The snow has finally melted, and I’m able to step outside to dig for fossils without bundling up in a jacket and winter hat. It’s T-shirt weather, and spring means my Animal Crossing: New Horizons island feels more alive. There are bugs chirping and more fish in the lakes and sea. Even my cute little animal neighbors seem more lively. But the change in weather also signals that I’ve been playing this game for an entire year. I’ve seen seasons, holidays, wildlife, and even other players and villagers come and go. In some ways, New Horizons isn’t the same game as the one I started playing in 2020. But for the most part, it’s almost identical. So why am I still playing?
When I wrote my original review of New Horizons last March, I’d spent around two weeks with the game. I called it a slow burn, even by the plodding standards of the Animal Crossing series. I also said its pacing was “an acquired taste.” Turns out, I was very wrong, at least for a certain portion of the audience who were able to bend the game to their will. With everyone stuck indoors, New Horizons turned into a bingeable experience, with seemingly everyone racing to pay off their mortgage and “complete” the game as fast as possible.
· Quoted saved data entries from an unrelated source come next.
PR #538, opened 2017-05-09
[WIP] Shortcut

yann300:
- fix a bug in autocompilation
 - disable autocompile by default
 - warn the user if compilation needs to be run
 - integrate `hotkeys-fr` ( F5 will run a compilation )

### DIFF
--- a/package.json
+++ b/package.json
@@ -26,6 +26,7 @@
     "execr": "^1.0.1",
     "exorcist": "^0.4.0",
     "fast-async": "^6.1.2",
+    "hotkeys-js": "^2.0.1",
     "http-server": "0.9.0",
     "jquery": "^2.2.0",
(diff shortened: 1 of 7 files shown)


ninabreznik:
@yann300 So auto-compile is unmarked and on compile button you added a shortcut? I had to press Fn+F5, just F5 doesn't work on Mac... You also mention that it 'warns users'? I didn't get any alert or other type of warning. What did you mean by that?

yann300:
we need to find a better shortcut... in Xcode what is the shortcut to start a compilation?
There should be an alert in the contract tab ( a warning incon ). This icon is only shown when you change the content of the editor

yann300:
disable autocompile will not be implemented (instead we warn).
this code could be re use when we want to add shorcut.

PR #556, opened 2017-05-23
fix gas Limit

yann300:
That PR lower the gas limit calculation (from the block gas limit). 
In case the next blocks have their gas limit lowered down.


yann300:
fixes https://github.com/ethereum/remix/issues/506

The stalk market exploded. Time travel became acceptable. There were talk shows and celebrity appearances that came and went. The result was that a lot of players, or at least most of the people I know, burned out after a few weeks or months.
And there I was, plodding along. Since the original on the GameCube, I’ve always treated Animal Crossing more like a small distraction rather than a game to be conquered. I rarely play for more than an hour at a time, but I check in regularly. Early on, friends, colleagues, and family members kept me company; sometimes, we’d fight over resources, with arguments spilling out into the real world. Now, it’s mostly just me and my animal friends.
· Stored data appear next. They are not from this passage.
PR #557, opened 2017-05-23
fix open issues from pull#524

serapath:
fix all open issues from https://github.com/ethereum/browser-solidity/pull/524/files
the one remaining is styling which will be handled in another pull request

### DIFF
--- a/src/app.js
+++ b/src/app.js
@@ -159,6 +159,7 @@ var run = function () {
       width       : 200px;
     }
   `
+
   var filepanelContainer = document.querySelector('#filepanel')
   filepanelContainer.className = css['filepanel-container']
   var FilePanelAPI = {
@@ -655,8 +656,25 @@ var run = function () {
       var match = handler.match.exec(url)
       if (match) {
         found = true
-
-        $('#output').append($('<div/>').append($('<pre/>').text('Loading ' + url + ' ...')))
+        var css = csjs`
+          .pre {
+            padding: 8px 15px;
+            background: #f8f8f8;
+            border-radius: 5px;
+            border: 1px solid #e5e5e5;
+            overflow-x: auto;
+            font-family: Monaco, Bitstream Vera Sans Mono, Lucida Console, Terminal, monospace;
+            color: #333;
+            font-size: 12px;
+            margin: 0 0 20px;
+          }
+          @media print, screen and (max-width: 720px) {
+            pre {
+              word-wrap: normal;
+            }
+          }
+        `
+        $('#output').append($('<div/>').append($('<pre class="' + css.pre + '" />').text('Loading ' + url + ' ...')))
         handler.handler(match, function (err, content) {
           if (err) {
             cb('Unable to import "' + url + '": ' + err)
--- a/assets/css/styles.css
+++ b/assets/css/styles.css
@@ -11,7 +11,7 @@ h1, h2, h3, h4, h5, h6 {
   margin: 20px 0 10px;
 }
 
-p, ul, ol, table, pre, dl {
+p, ul, ol, table, dl {
   margin: 0 0 20px;
 }
 
@@ -60,18 +60,10 @@ blockquote {
   font-style: italic;
 }
 
-code, pre {
+code {
   font-family: Monaco, Bitstream Vera Sans Mono, Lucida Console, Terminal, monospace;
   color: #333;
   font-size: 12px;
-}
-
-pre {
-  padding: 8px 15px;
-  background: #f8f8f8;
-  border-radius: 5px;
-  border: 1px solid #e5e5e5;
-  overflow-x: auto;
 }
 
 table {
@@ -193,13 +185,6 @@ small {
   font-size: 11px;
 }
 
-hr {
-  border: 0;
-  background: #e5e5e5;
-  height: 1px;
-  margin: 0 0 20px;
-}
-
 footer {
   width: 270px;
   float: left;
@@ -255,7 +240,7 @@ footer {
     position: static;
   }
 
-  pre, code {
+  code {
     word-wrap: normal;
   }
 }
--- a/package.json
+++ b/package.json
@@ -17,6 +17,7 @@
     "clipboard-copy": "^1.2.0",
     "csjs-inject": "^1.0.1",
     "csslint": "^1.0.2",
+    "dom-console": "^5.1.1",
     "ethereum-remix": "https://github.com/ethereum/remix",
     "ethereumjs-abi": "https://github.com/ethereumjs/ethereumjs-abi",
     "ethereumjs-block": "https://github.com/ethereumjs/ethereumjs-block",
--- a/src/app/renderer.js
+++ b/src/app/renderer.js
@@ -36,6 +36,22 @@ var css = csjs`
   .toggle:hover {
     opacity: .8;
   }
+  .pre {
+    padding: 8px 15px;
+    background: #f8f8f8;
+    border-radius: 5px;
+    border: 1px solid #e5e5e5;
+    overflow-x: auto;
+    font-family: Monaco, Bitstream Vera Sans Mono, Lucida Console, Terminal, monospace;
+    color: #333;
+    font-size: 12px;
+    margin: 0 0 20px;
+  }
+  @media print, screen and (max-width: 720px) {
+    pre {
+      word-wrap: normal;
+    }
+  }
 `
 // ----------------------------------------------
 
@@ -77,9 +93,9 @@ Renderer.prototype.error = function (message, container, options) {
   }
   var $pre
   if (opt.isHTML) {
-    $pre = $(opt.useSpan ? '<span />' : '<pre />').html(message)
+    $pre = $(opt.useSpan ? '<span />' : '<pre class="' + css.pre + '" />').html(message)
   } else {
-    $pre = $(opt.useSpan ? '<span />' : '<pre />').text(message)
+    $pre = $(opt.useSpan ? '<span />' : '<pre class="' + css.pre + '" />').text(message)
   }
   var $error = $('<div class="sol ' + opt.type + '"><div class="close"><i class="fa fa-close"></i></div></div>').prepend($pre)
   if (container === undefined) {
@@ -147,7 +163,7 @@ Renderer.prototype.contracts = function (data, source) {
   var preRow = function (description, data) {
     return tableRowItems(
       $('<span/>').text(description),
-      $('<pre/>').text(data)
+      $('<pre class="' + css.pre + '" />').text(data)
     )
   }
 
--- a/src/universal-dapp.js
+++ b/src/universal-dapp.js
@@ -280,13 +280,11 @@ UniversalDApp.prototype.getContractByName = function (contractName) {
 }
 
 UniversalDApp.prototype.getCreateInterface = function ($container, contract) {
+  function remove () { self.$el.remove() }
   var self = this
   var createInterface = yo`<div class="create"></div>`
   if (self.options.removable) {
     var close = yo`<div class="udapp-close" onclick=${remove}></div>`
-    function remove () {
-      self.$el.remove()
-    }
     createInterface.appendChild(close)
   }
 
@@ -347,11 +345,11 @@ UniversalDApp.prototype.getInstanceInterface = function (contract, address, $tar
   var createInterface = yo`<div class="createContract"></div>`
 
   var appendFunctions = function (address, $el) {
+    function remove () { $instance.remove() }
     if ($el) $el = $el.get(0)
     var $instance = $(`<div class="instance ${cssInstance.instance}"/>`)
     if (self.options.removable_instances) {
       var close = yo`<div class="udapp-close" onclick=${remove}></div>`
-      function remove () { $instance.remove() }
       $instance.get(0).appendChild(close)
     }
     var context = self.executionContext.isVM() ? 'memory' : 'blockchain'


src/app/file-explorer.js
```diff
@@ -88,18 +88,6 @@ function fileExplorer (appAPI, files) {
 
   var events = new EventManager()
```
chriseth: Can you create these two variables closer to where they are used?

src/app/file-explorer.js
```diff
@@ -251,9 +239,9 @@ function fileExplorer (appAPI, files) {
     element = el
   }
 
-  element.events = events
-  element.api = api
-  return element
+  api.events = events
+  container.appendChild(element)
+  return api
```
chriseth: I think it would be more consistent if this function would be used as constructor and then returns an object that has a property `api`.

src/app/file-panel.js
```diff
@@ -76,8 +76,12 @@ var limit = 60
 var canUpload = window.File || window.FileReader || window.FileList || window.Blob
 var ghostbar = yo`<div class=${css.ghostbar}></div>`
 
-function filepanel (appAPI, files) {
-  var fileExplorer = new FileExplorer(appAPI, files)
+function filepanel (container, appAPI, files) {
+  if (!container) return
```
chriseth: Shouldn't an exception be thrown here?

src/app/file-panel.js
```diff
@@ -108,14 +112,16 @@ function filepanel (appAPI, files) {
...
   fileExplorer.events.register('focus', function (path) {
     appAPI.switchToFile(path)
   })
 
-  return element
+  var api = { events: events }
+
+  container.appendChild(element)
+
+  return api
```
chriseth: Here: https://github.com/ethereum/browser-solidity/pull/557/files#diff-bd9c9dcd314f2d7df52935b3a6a4d504R198 you use `filepanel` as the constructor of an object, but you return something explicitly in this line. Am I looking at two different things? If yes, they should not have the same name. If no, please just use something like `this.events = events` here and do not return explicitly.

src/app/file-explorer.js
serapath: Hmm, ...
The object, with the property `api` existed before, but the object was a DOM node.
I wonder how exactly would we want to use it, because that's what we will do all over the place later...

```js
var foobarAPI = { baz: function bar (a,b,c) { console.log(a,b,c) } }
var foobarEvents = files.events // for example
var foobar = new Foobar('.foobarContainer', foobarAPI, foobarEvents)

// the above - as far as i get it - is currently our standard of designing "components", right?
// ... now what is `foobar` ?

// 1. `foobar` was a DOM element with the properties:
var foobar = yo`<div></div>` // but returned from the constructor above of course
foobar.events
foobar.api
foobar.api.callAFoobarMethod()
foobar.events.register('m3h', function () { console.log('meow') }

// 2. then we switched to a model, where a container node is passed into the constructor
var foobar = {
  events: new EventManager(),
  callAFoobarMethod: function () {},
  callAnotherMethod: function () {}
}

// 3. i understand your above proposal as:
var foobar = {
  events: new EventManager(),
  api: {
    callAFoobarMethod: function () {},
    callAnotherMethod: function () {}
  }
}

// 4. Can I add another option that maybe would spontaneously be my favourite option? :P
var foobar = new EventEmitter() // which - by convention - restricts api methods to be called:
// foobar.register
// foobar.unregister
// foobar.trigger
foobar.callAFoobarMethod = function () {}
foobar.callAnotherMethod = function () {}
// personally i would even prefer a system where the `.trigger` method is seperated from the "event emitter", thus one object where callbacks can be registered/unregistered and one on which events can be triggered... the one where events can be triggered should probably stay private to an instance, while the register/unregister method will be public on the instance returned from the constructor call.
```

**What's the reasoning why would any of those options from above be better/worse than others?**

I can see a lot of value in the last option (4.) and i am relatively indifferent to options (1. - 3.)

Whatever the decision would be, it should probably be documented somewhere as a convention for modules/components in general

src/app/file-panel.js
serapath: oh, hm... probably :P ok i will fix that :P

src/app/file-panel.js
serapath: oh yeah, you are right. that actually doesnt work anymore. interesting. i'll think about it and adapt the pull request. good catch, thx.

serapath: ah ok - i think i get it.
* I normally always use the style showed in `FooEasy` below.
* If i need to get fancy - which i usually dont - but maybe I need to create tons ob instances in a short time and it's the performance bottleneck of my application, then i might optimize by utilizing javascripts prototype chain as shown in version `Foo3`.

**but...**
...if you for some reasons - maybe familiarity or the likes prefer to introduce some extra javascript keywords with special meaning on top of the HTML5 cross browser implemented and ES6 standard property `__proto__` ... let's say you would like to add: `new` and `this` and `prototype` property or maybe even `class` and `super` and the `constructor` property ... i guess the sky is the limit - to essentially do the same as what you can do with the `FooFast` style

... you might follow the examples in `FooTraditional` listed below instead.

They all work the same if you call them with `new`, but the explicit return also works if you forget the `new` operator. The ones with the explicit return works without all that magic introduced by special keywords of the language (like `this` or `new` and the knowledge of how `prototype`s in javascript work). ...just direct access via `__proto__` needs to be known if you need performance optimization.
I perceive it less heavy to reason about, because i don't have to guess what `this` is when i encounter it, e.g
* http://2ality.com/2014/05/this.html

or maybe just choose the correct behavior from the examples below :-)

```js
var instance

function FooEasy () {
  return { foo: 'bar' }
}
// normal use
console.log(instance = FooEasy()) // => 'bar'
// unusual use
console.log(instance instanceof FooEasy) // => false
console.log(instance = new FooEasy()) // => 'bar'
console.log(instance instanceof FooEasy) // => false


function FooFast () {
  return { foo: 'bar', __proto__: {/*put methods here*/} } // in case you really need the prototype chain
}
console.log(instance = FooFast()) // => 'bar'
console.log(instance instanceof FooFast) // => false
console.log(instance = new FooFast()) // => 'bar'
console.log(instance instanceof FooFast) // => false


function FooTraditional () {
  this.foo = 'bar'
}
console.log(instance = FooTraditional()) // => undefined
console.log(instance instanceof FooTraditional) // => false
console.log(instance = new FooTraditional()) // => 'bar'
console.log(instance instanceof FooTraditional) // => true

function FooTraditionalEmulated () {
  if (this instanceof Foo4)  return { foo: 'bar', __proto__: Foo4.prototype } // was called with 'new'
}
console.log(instance = FooTraditionalEmulated()) // => undefined
console.log(instance instanceof FooTraditionalEmulated) // => false
console.log(instance = new FooTraditionalEmulated()) // => 'bar'
console.log(instance instanceof FooTraditionalEmulated) // => true
```

serapath: And because I kind of feel this is related to the issue in the previous versions of this pull request regarding the "API" of modules/component, here again the excerpt from the outdated comment above:

---
Hmm, ...
The object, with the property `api` existed before, but the object was a DOM node.
I wonder how exactly would we want to use it, because that's what we will do all over the place later...

```js
var foobarAPI = { baz: function bar (a,b,c) { console.log(a,b,c) } }
var foobarEvents = files.events // for example
var foobar = new Foobar('.foobarContainer', foobarAPI, foobarEvents)

// the above - as far as i get it - is currently our standard of designing "components", right?
// ... now what is `foobar` ?

// 1. `foobar` was a DOM element with the properties:
var foobar = yo`<div></div>` // but returned from the constructor above of course
foobar.events
foobar.api
foobar.api.callAFoobarMethod()
foobar.events.register('m3h', function () { console.log('meow') }

// 2. then we switched to a model, where a container node is passed into the constructor
var foobar = {
  events: new EventManager(),
  callAFoobarMethod: function () {},
  callAnotherMethod: function () {}
}

// 3. i understand your above proposal as:
var foobar = {
  events: new EventManager(),
  api: {
    callAFoobarMethod: function () {},
    callAnotherMethod: function () {}
  }
}

// 4. Can I add another option that maybe would spontaneously be my favourite option? :P
var foobar = new EventEmitter() // which - by convention - restricts api methods to be called:
// foobar.register
// foobar.unregister
// foobar.trigger
foobar.callAFoobarMethod = function () {}
foobar.callAnotherMethod = function () {}
// personally i would even prefer a system where the `.trigger` method is seperated from the "event emitter", thus one object where callbacks can be registered/unregistered and one on which events can be triggered... the one where events can be triggered should probably stay private to an instance, while the register/unregister method will be public on the instance returned from the constructor call.
```

**What's the reasoning why would any of those options from above be better/worse than others?**

I can see a lot of value in the last option (4.) and i am relatively indifferent to options (1. - 3.)

Whatever the decision would be, it should probably be documented somewhere as a convention for modules/components in general

src/app/file-explorer.js
yann300: for `3.` not really:

```
// 3. i understand your above proposal as:
var foobar = {
  events: new EventManager(),
  api: {
    callAFoobarMethod: function () {},
    callAnotherMethod: function () {}
  }
}
```

The api object contains all the stuff that the module require from the outside.
And the way it is instanciated is: 
for instance for the Debugger:

var debug = new debug("#domid", api, executionContext.event, edtior.event)
the debug component needs this `api` to retrieve stuff from the outside, and need to register to some events. In that case he'll register to the `editor event` and `execution context event`
e.g https://github.com/ethereum/browser-solidity/blob/master/src/app.js#L650

Note that the code of the dom component (yoyo) is completely separated from the execution logic.

src/app/file-panel.js
chriseth: We should be consistent. If you use `new FooBar()`, then I would expect `FooBar` to be a constructor function that does not return explicitly. Please keep it simple, we do not need optimization here. My perception is that `new` without explicit return (and potentially prototypes but not necessarily) is the standard way. It is at least the standard way in this codebase.

src/app.js
```diff
@@ -182,9 +182,6 @@ var run = function () {
   var editor = new Editor(document.getElementById('input'))
 
   // ---------------- FilePanel --------------------
-  // TODO: All FilePanel related CSS should move into file-panel.js
-  // app.js provides file-panel.js with a css selector or a DOM element
-  // and file-panel.js adds its elements (including css), see "Editor" above
   var css = csjs`
     .filepanel-container    {
```
yann300: You use this `css` on a static container. why not directly put the class there: 
https://github.com/ethereum/browser-solidity/blob/master/index.html#L49 ?

src/app/file-explorer.js
```diff
@@ -250,10 +235,11 @@ function fileExplorer (appAPI, files) {
...
   }
-
-  element.events = events
-  element.api = api
-  return element
+  
+  var events = new EventManager()
+  var api = { events: events }
+  container.appendChild(element)
+  return api
```
yann300: why do you return `api` ?
could you put 
`this.events = new EventManager()`
`container.appendChild(element)`
at the beginning of the file?

serapath: ok, maybe. that's why i wrote the long comment above.

In JavaScript, the `new` operator and `this` is considered bad style and should be avoided.
But it exists for traditional reasons.
Here is the longer explanation: https://github.com/ethereum/browser-solidity/pull/557#discussion_r118080066

...anyway, i can do it and add it as you wish.

src/app.js
serapath: Regarding css.
I recommend to read:
* https://medium.com/seek-blog/a-unified-styling-language-d0c208de2660

Despite that - the separation of css/html/js in separate files is considered - not separation of concerns, but separation of technology. The markup of a component (e.g. a <div class="btn">...) and the styling of it (e.g. .btn { ... }) and the javascript (e.g. document.querySelector('.btn').onclick = ...) will always be highly coupled anyway.

The traditional way to deal with this is to have 3 files (css, html and js)
All very long.
You scroll through many lines of css to find the `.btn { ... }` related css
You scroll through many lines of html to find the `<div class="btn">...`
You scroll through many lines of js to find the `...querySelector('.btn').addEventListner...`

Modern practice is to make self contained components, that include all the css/js/html necessary for one e.g. button component.

So if a change needs to be done to the button, one file or one place contains all button related code html, css and javascript.

It reduces the cognitive load significantly.
Also it helps A LOT with the isolation of components. `csjs` suffixes classnames, so that the styling does not clash with the styling of other components - which can introduce very complicated layout bugs.

I would strongly recommend to not use global variables in css (=global css selectors) and follow the best practice of all programming language that usually consider global variables to be a bad thing.

src/app/file-panel.js
serapath: The `new` keyword doesn't care whether there is an explicit return or not actually. That's part of the spec. I personally prefer explicit over implicit.

I will change it to `this.events = events` but can personally not recommend it.
In JavaScript I consider classes as a legacy that is less flexible than more modern approaches, but if this style is preferred i will stick to it.

Here some links:
* https://twitter.com/peitor/status/845178317233807360
* https://medium.com/javascript-scene/common-misconceptions-about-inheritance-in-javascript-d5d9bab29b0a
* https://medium.com/javascript-scene/javascript-factory-functions-vs-constructor-functions-vs-classes-2f22ceddf33e
* http://wiki.c2.com/?ArgumentsAgainstOop

serapath: i think version **Number 4** is the most traditional version that existed already in ECMA Script 3.

---

#### Usage (my personal recommendation without `this`)
```js
var foobarAPI = {}
var foobarEvents = new EventManager()
var opts = { }
var foobar = FooBar('.container', foobarAPI, foobarEvents, opts)
// but
// var foobar = new FooBar('.container', foobarAPI, foobarEvents, opts) // works exactly the same
```

##### Definition  (my personal recommendation would be something like)
```js
var css = csjs`.foobar { font-size: 20px; }`
function FooBar (container, appAPI, appEvents, opts) {
  if (typeof container === 'string') container = document.querySelector(container)
  if (!container) throw new Error('no container given')
  /* ... */
  var el = bel`<h1 class=${css.foobar}> hello ${opts.name || 'world'} </h1>`
  container.appendChild(el)
  /* ... */
  var api = new EventEmitter()
  api.name = opts.name || 'anoymous'
  api.__proto__ = methods
  return api
}
var methods = {
  bar: function () {},
  baz: function () {}
}
```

But while a large portion of the audience seemed to have slowed down, Nintendo kept updating the game. Since launch, New Horizons has added swimming (and deep-sea fishing), an art seller (along with a new wing for the museum), the ability to dream (and backup your save to the cloud), and holiday celebrations covering everything from Thanksgiving to New Year’s Eve to a carnival. There have also been quality-of-life updates, like the recent expansion for customization.
Some of these updates have changed how I play the game, at least in small ways. As the kind of person who wants to collect every type of animal and complete my museum, I’ve spent a lot of time diving for clams and squids. Similarly, I check in to the game pretty much every day to see if Redd, that slippery art dealer, has shown up to sell me some fraudulent paintings. The events, meanwhile, at least give me something to look forward to; generally, they all follow the same formula, but it’s still fun to collect new items, especially around the holidays. Aesthetics can make a real difference. I can’t go to the real Super Nintendo World in Osaka, but I can give my island’s outdoor market a Super Mario-themed makeover.
Surprisingly, though, the way I play on a day-to-day basis has remained largely unchanged. I start up a game, change my clothes, hit the shops to see if there’s anything new to buy, and then do a quick run around the island to collect fossils, clean up the flowers and weeds, and maybe do a bit of fishing if I have time. If I run into a neighbor, I’ll say hi. This changes on days when there’s an event, like a fishing tournament, but otherwise, New Horizons is an exercise in routine. The weather might change, there might be different butterflies floating about, or maybe I’m dressed like Mario, but I always do pretty much the same thing.
That’s not necessarily a complaint. Part of what makes Animal Crossing so appealing, at least to me, is that it’s comfortable and inviting. I’m not looking for big surprises. After a long day, it’s nice to just spend a little while in a cozy space, running a few errands with no pressure of time or failure. If I don’t finish all of the day’s gardening, no big deal. I haven’t even paid off my entire mortgage yet; once my house was fully upgraded, I didn’t see much reason to spend more cash on it, especially since there’s no punishment for not paying.
But it’s also not how I expected things to go with New Horizons. In my original review, I lauded features like terraforming, crafting, and the Nook Miles rewards system because they felt like genuinely new additions that could shake up the formula. One year later, that’s no longer the case for me. Nook Miles are an afterthought; I collect enough of them without trying that there’s little incentive to spend much time worrying about completing goals. Crafting is helpful for getting some rare items, but usually, it’s easier to buy things. And while terraforming helped me create a nice waterfall, I’ve found it far too tedious for bigger projects. Many of the changes feel significant when you first start playing New Horizons, but eventually, the game settles into largely the same rhythm as past Animal Crossing titles.
I think what’s kept me playing, aside from a deep-rooted desire to fill up my island’s museum, is that I crave that familiarity. A 30-minute respite each day is something I need; that was true last March, it’s true today, and will likely remain that way for the foreseeable future. A year ago, I praised the game for giving me more control, and I was excited that so many people were playing early on. But it turns out what I mostly wanted was comfort.